Torn-Down Tuesday: Henry’s Hamburgers, Sheridan at the Boulevard

By Steve Cichon
steve@buffalostories.com
@stevebuffalo

Back when living along the Tonawanda/Amherst border was like living in a real-life version of “American Graffiti,” Henry’s Hamburgers at Sheridan and Niagara Falls Boulevard was one of the many places a cruise down the strip could have landed.

Buffalo News archives

By the time the photo was snapped about a year into the operation of Henry’s in 1960, the Western New York version of guys like Ron Howard and Richard Dreyfuss and gals like Mackenzie Phillips and Cindy Williams had already eaten 720,000 hamburgers and 33 tons of French fries. The numbers were easy to hit when hamburgers were 15 cents each — or a bag of ten for a buck.

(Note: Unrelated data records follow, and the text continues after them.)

Issue #1696, opened 2016-03-30
PGCopyPreparedStatement hardcoded name issue


jbobnar:
..archive.writer.rdb/src/org/csstudio/archive/writer/rdb/PGCopyPreparedStatement.java is using a hardcoded table name "sample".

PR #1697, opened 2016-03-30
Archive writer hardcoded table name fix

jbobnar:
Fix of the issue #1696.

In addition, javadoc syntax has been fixed in another archive related class.


berryma4:
@kasemir okay?

kasemir:
Fine, all about Postgres and diirt.

Issue #1705, opened 2016-04-04
remove products directory


berryma4:

willrogers:
No more products.

PR #1706, opened 2016-04-04
remove products directory

berryma4:
#1705


shroffk:
The products being deleted include KEK and panda.
There is a logbook factory extension point, in o.c.logbook.midas which is being removed. It should be either added to a site specific repository or to the application/logbook

Issue #1729, opened 2016-04-07
Data Browser: Allow configuration of 'Area's opacity


kasemir:
The change from the 'average' line and the 'min/max' area color is currently fixed:
Line uses the color, area uses a more translucent version of that color.

--> Make the amount of translucency configurable.

berryma4:
Suggestion taken from  BNL Operations feedback presentation.

berryma4:
This is great!!!  Thank you so much @kasemir !

berryma4:
@tashasummers @shroffk

PR #1747, opened 2016-04-12
Data Browser: Add 'opacity'; font fixes

kasemir:
Adds 'opacity' to allow configuring the area as requested in #1729

Noted that the label and scale fonts weren't actually used, so enabled them.


berryma4:
The first part only fails because the branch was made before the travis yml file was added.  merging.

PR #1781, opened 2016-05-05
o.c.java: Update test

### LINKED ISSUE #1779: scan data display time stamp for later devices
The scan data log contains the 'serial' of the log command invocation and the original time stamp for each logged sample.

In the table display, values are aligned by 'serial'. The individual time stamps are shown in the tool tip of each cell, and an overall time stamp is computed as the max. time of all samples in the row.

The overall time stamp for the row is misleading for this case:

Serial | PV 1      | PV 2      | PV 3
-------- | ---------- | ---------- | --------------
   0      | Value 1 | Value 2 | -nothing-
   1      | Value 3 | Value 4 | Value 5

A bug uses the time stamp of Value 5 as the overall time stamp for the serial 0 row, because it already found the initial value for PV 3, even though PV 3 doesn't have anything for serial 0.

kasemir:
Recent pull request  #1780 to fix #1779 requires this adjustment of test because Time stamp format (date part) has changed.

The pull request added about 20 tests from the o.c.scan.test plugin, but regrettably I missed this test in o.c.java. Shows that it's good to have the tests run automatically!

### DIFF
--- a/core/platform/platform-plugins/org.csstudio.java.test/src/org/csstudio/java/time/TimestampFormatsTest.java
+++ b/core/platform/platform-plugins/org.csstudio.java.test/src/org/csstudio/java/time/TimestampFormatsTest.java
@@ -23,12 +23,12 @@ public class TimestampFormatsTest
     @Test
     public void testFormatter()
     {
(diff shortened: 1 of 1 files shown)


berryma4:
It seems Travis only fails on build fails, I might need to change a property to return 1 on failed tests.

berryma4:
#1782

PR #1789, opened 2016-05-16
Save set restore

berryma4:
As discussed in the last meeting, merging save set restore into an applications directory.
@shroffk 
#1516


jbobnar:
The root cause of the new errors is similar as before. The FX Widget Spinner has only been added in Java 8u40 (https://docs.oracle.com/javase/8/javafx/api/javafx/scene/control/Spinner.html). It seems that Oracle is doing major FX changes in between java release.

Which java version is used on the build server? I tried 8u31 and it doesn't show any other problem than the spinner; but if anything older is used there might be other issues as well. I'll have a look if I can replace the spinner with another (custom) widget

kasemir:
Try at least 1.8.0_70.
The display builder needs 1.8.0_40 because of javafx.scene.control.Dialog. Similar to the Spinner, new things were added in _40.
In 1.8.0_51 there was a Combo problem on Windows. So overall I'm using at least _70.

berryma4:
I'm seeing about updating the version on Travis

berryma4:
It looks like I can force it to update, and grab 8u91.  @jbobnar, I should probably revert your past two changes.

jbobnar:
No need to revert. It is OK as it is. The TinySpinner class is now more by the book than it was before.

I also pushed another commit today in the morning, fixing one cosmetic bug.

berryma4:
@jbobnar, I still get:
tycho-surefire-plugin return code 13
for:
org.csstudio.saverestore.git.test
org.csstudio.saverestore.masar.test

locally and on travis-ci

jbobnar:
It seems to be a mockito issue. For some reason tycho pulls in mockito, which depends on org.hamcrest. I made a PR on the save-set-restore branch and also updated the FRIB repository.

berryma4:
Thank you @jbobnar and @kasemir !!

PR #1800, opened 2016-06-10
vtype.pv: loc:// support for VTable

kasemir:
Allows declaring local vtype.pv as <VTable>, and/or writing a VTable to local PV.

Part of #1429


kasemir:
VTable support hadn't been merged, yet. Added DBE_PROPERTY support to same pull request since they're both in vtype.pv.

Within a year, there were three Henry’s locations — this one, another on McKinley Parkway in South Buffalo across the street from Park Edge (later Bells) Supermarket, and another across Union Road from Airport Plaza — right about where the Kensington Expressway eventually cut through.

Through the ’60s and ’70s, at least a dozen different Henry’s locations came and went around Western New York — most notably, the two (one at Main and Dewey and one on Jefferson) owned by Bills great and Channel 2 sportscaster Ernie Warlick.

The Main and Dewey location is the only one that survives as a restaurant. It’s now Tony’s Ranch House.

As far as the Sheridan Drive location, the area has obviously lost the rural feel of this photo. The gas station selling 26¢ gas at its two pumps was soon replaced by a Firestone shop. The Henry’s lot has been filled in with a small strip plaza and a former Denny’s restaurant.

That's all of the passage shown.